Nikolai Fedotovich Bazhin (Николай Федотович Бажин; 5 July 1843 – 16 October 1908) was a Russian Empire writer, journalist and critic.

Bazhin contributed initially to Russkoye Slovo, then Delo (where he also published numerous book reviews and was for a while the literary section editor), and later Zhensky Vestnik, Russkoye Bogatstvo, Nablyudatel, Severny Vestnik and Iskra. In each of these he published numerous lengthy novels, arguably the best-known of which, Istoria odnogo tovarishchestva (История одного товарищества, "The History of One People's Society"), stretched over seven issues of Delo in 1869.

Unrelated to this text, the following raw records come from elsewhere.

PR #118, opened 2025-03-10
Update python-publish.yml

odstrcilt:
try to fix the pip instalation. Likely caused by obsolete yaml file

### DIFF
--- a/.github/workflows/python-publish.yml
+++ b/.github/workflows/python-publish.yml
@@ -10,6 +10,8 @@ on:
 jobs:
   deploy:
     runs-on: ubuntu-latest
+    permissions:
+      id-token: write  # 🔥 REQUIRED for Trusted Publishing
     steps:
     - uses: actions/checkout@v2
     - name: Set up Python
--- a/.github/workflows/python-publish.yml
+++ b/.github/workflows/python-publish.yml
@@ -36,8 +36,8 @@ jobs:
 
     - name: Publish distribution 📦 to Test PyPI
       run: |
-        python --version
-        auditwheel repair dist/aurorafusion*.whl
+        #python --version
+        #auditwheel repair dist/aurorafusion*.whl
         twine upload --repository testpypi wheelhouse/*  --verbose
 
         #twine upload --repository-url https://test.pypi.org/legacy/ dist/* --verbose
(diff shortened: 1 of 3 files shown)


cjperks7:
@odstrcilt Do you have a minimum working example or a suggestion to check that this worked? I vaguely understand that "pip installation"'s live on a dedicated public repo website so are these changes getting pushed there as well so I can check with "pip install aurora ..." or are only specific steps in version # posted? I don't know about this stuff so I want to avoid just blindly accepting pull request for every incremental fix that needs to happen and get this done in one go. 

Can what you're doing here be quickly/conveniently explained? If you know for certain that this is the last thing that needs to happen and everything is good then that's fine too and you can disregard all this extra work

odstrcilt:
The ultimate check is that it will change a version here:
https://pypi.org/project/aurorafusion/

I'm starting to understand how it works. 

publishing is done by 
 https://github.com/fsciortino/Aurora/tree/master/.github/workflows/python-publish.yml


here is the output from this workflow
https://github.com/fsciortino/Aurora/actions/runs/13776328715/job/38526209923

it works, but the publishing was skipped 

publishing happens if this condition is satisfied 
startsWith(github.ref, 'refs/tags')

and this happens if the new tag is created 

https://github.com/fsciortino/Aurora/tags

the last tag was not working because the python-publish.yml was obsolete

I have tried to fix it, hopefully it will work this time.

cjperks7:
That makes sense and thanks for explaining! Seems like you know what you're doing with this "Upload Python Package / deploy (push)" check that's running. Maybe you've already seen this, but looks like since your last commit "267fcad" it caused that check to fail. I reran it this morning to make sure it wasn't just some weird one-off thing since your commit "8635ac1" passed.

From what I see in the output, looks like there's a small issues with line 31 "repository_url: https://test.pypi.org/legacy/" in "python-publish.yml"

odstrcilt:
@cjperks7 I fixed it!!! it took me the whole day, but I have found a working solution which has passed the PyPi upload test. 
https://github.com/fsciortino/Aurora/actions/runs/13798628317/job/38596123374

I will add back the condition, that the publishing happens only if the git tag changes. Could you merge it? I hope that the last time.

cjperks7 (approved):
Wow, this looked like a special kind of hell. Good job!

PR #120, opened 2025-03-12
Another try to fix publishing

odstrcilt:
move one step back, use twine to publish the package, it was working last time.


odstrcilt:
Thnak you;

cjperks7 (approved):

Bazhin belonged to the school of harsh social realism usually associated in Russia with the likes of Dmitry Pisarev and Nikolai Chernyshevsky, whose Rakhmetov apparently served as a blueprint for Bazhin's character Stepan Rulyov, who features in several of his earlier novels and stories. The tone of Bazhin's later work radically changed from optimism to dejection and he turned to a completely different type of hero: a disillusioned raznochinets, hard done by harsh Russian reality.

Unusually for such a prolific writer, Bazhin refused to talk or write about himself; therefore, very little is known about his personal life. "The facts of my biography are interesting to nobody and are most certainly unworthy," he replied famously in a letter to Semyon Vengerov, who was working at the time upon this author's entry for the Brockhaus and Efron Encyclopedic Dictionary. Bazhin was married to Serafima Bazhina, the children's writer and translator.